Brady’s health deteriorated until he could no longer get out of his rack.
The ship’s officers screamed at him to no avail. He died of untreated leukemia
before we reached our next port.
- Onboard the USS Long Beach, a trained machinist mate,
MM3 Jambo, refused to perform a blow-down operation on the main steam generator,
citing his belief that the pipe would not hold the pressure and could injure
sailors working in the area. He was placed on report for failing
to perform the operation. Several weeks later while underway, I and
another watchstander were in the engine room when a pipe next to the one
in question ruptured, flooding the lower level of the engine room.
Without quick response from the crew, the engine room would have flooded.
- Following these incidents, when a member of the crew
provided documentation to the San Diego Tribune that the USS Long Beach
was leaking radioactive material into San Diego Bay, the Commanding Officer
of the Long Beach pointed to MM3 Jambo as the most likely suspect, given
he had voice a concern for safety (as we were purportedly trained to do).
- During security drills aboard the USS Long Beach,
Marines stationed onboard to guard our nuclear warheads routinely used
their rifle butts to vicously strike sailors standing at attention in the
passageway.
- In order to comply with maintenance orders for the
reactor systems on the Long Beach, sailors had to enter the reactor compartment
without being properly documented. This resulted in a sailor being
locked inside the reactor compartment for hours before anyone realized
he was there.
- The Executive Officer of the USS Long Beach, performed
live with a Thai prostitute on stage during a port call in Thailand.
When he discovered photographs of the event were taken by an enlisted man,
he threatened the man with courts martial unless the pictures were turned
over. Unfortunately, the pictures had already been sent back to the
United States and were in possession of the sailor’s parents. The
sailor reported that the Executive Officer attempted to use the Naval Investigative
Service to recover the photographs.
- At the order of the Division Officer and Division
Leading Chief Petty Officer, I and my fellow reactor operators were repeatedly
ordered to change logs relating to reactor operations after the logs were
complete and approved.
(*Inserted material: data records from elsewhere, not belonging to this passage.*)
PR #865, opened 2021-02-03
Added error styling for ListField in uniforms-antd (closes #844).

### LINKED ISSUE #844: antd list error not styled
Hi

Thanks for this awesome package - I really like it and use it every day :-)

I've just figured out, that an error in a list is not styled when using antd. 

Steps to reproduce:

1. go to the playground, choose antd.
2. copy paste the following code for the schema and test.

Although we were required to monitor the reactor
operation, we were told that “nothing is ever out of normal” and logs were
modified to make sure this statement was true.
- Unable to contain the radioactive materials used
onboard the ship, we were ordered to use a loophole in Navy regulations.
By recording in the logs an item had been placed in the reactor compartment,
the ship could remove the item from the log. Then, the item was tossed
over the side of the ship. Presto, presto, no radioactive material.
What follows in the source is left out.